Materials provided:
PR #3550, opened 2022-05-23
Add `execute` method to run callbacks and add support to asynchronous `on_edit`/`on_click` tabulator callbacks

maximlt:
This is achieved through the addition of the `run_callback` method on the states that delegates to the callback call to the right context.

Should there me more usage of `run_callback` throughout the code base? e.g. should the`on_click` button events make use of it?

### DIFF
--- a/panel/io/state.py
+++ b/panel/io/state.py
@@ -435,10 +435,11 @@ class _state(param.Parameterized):
 
     def execute(self, callback: Callable([], None)) -> None:
         """
-        Executes both synchronous and asynchronous callbacks appropriately depending on
-        the context the application is running in. When running on the server callbacks are
-        scheduled on the event loop ensuring the Bokeh Document lock is acquired and
-        models can be modified directly.
+        Executes both synchronous and asynchronous callbacks
+        appropriately depending on the context the application is
+        running in. When running on the server callbacks are scheduled
+        on the event loop ensuring the Bokeh Document lock is acquired
+        and models can be modified directly.
 
         Arguments
         ---------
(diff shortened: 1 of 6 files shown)


philippjfr:
>Should there me more usage of run_callback throughout the code base? e.g. should theon_click button events make use of it?

Yes.

panel/io/state.py
```diff
@@ -553,6 +553,24 @@ def publish(
...
+        Run a synchronous callback immediately or schedule an asynchronous
+        callback on the event loop.
+
+        Arguments
+        ---------
+        callback: callable
+          Callback to execute
+        """
+        if param.parameterized.iscoroutinefunction(callback):
+            print(param.parameterized.async_executor.__module__)
```
philippjfr, line 567: Stray print:

```suggestion
```

panel/io/state.py
```diff
@@ -553,6 +553,24 @@ def publish(
             self._rest_endpoints[endpoint] = ([parameterized], parameters, cb)
         parameterized.param.watch(cb, parameters)
 
+    def run_callback(self, callback: Callable([], None)) -> None:
+        """
+        Run a synchronous callback immediately or schedule an asynchronous
+        callback on the event loop.
```
philippjfr, line 559: Something like this:

```suggestion
        Executes both synchronous and asynchronous callbacks appropriately depending on 
        the context the application is running in. When running on the server callbacks are 
        scheduled on the event loop ensuring the Bokeh Document lock is acquired and
        models can be modified directly.
```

Exercise description: Would you copy out exactly the lines above that start at the one containing "This is achieved" and end at the one containing "on the context the application is", inclusive?

Answer box:
This is achieved through the addition of the `run_callback` method on the states that delegates to the callback call to the right context.

Should there me more usage of `run_callback` throughout the code base? e.g. should the`on_click` button events make use of it?

### DIFF
--- a/panel/io/state.py
+++ b/panel/io/state.py
@@ -435,10 +435,11 @@ class _state(param.Parameterized):
 
     def execute(self, callback: Callable([], None)) -> None:
         """
-        Executes both synchronous and asynchronous callbacks appropriately depending on
-        the context the application is running in. When running on the server callbacks are
-        scheduled on the event loop ensuring the Bokeh Document lock is acquired and
-        models can be modified directly.
+        Executes both synchronous and asynchronous callbacks
+        appropriately depending on the context the application is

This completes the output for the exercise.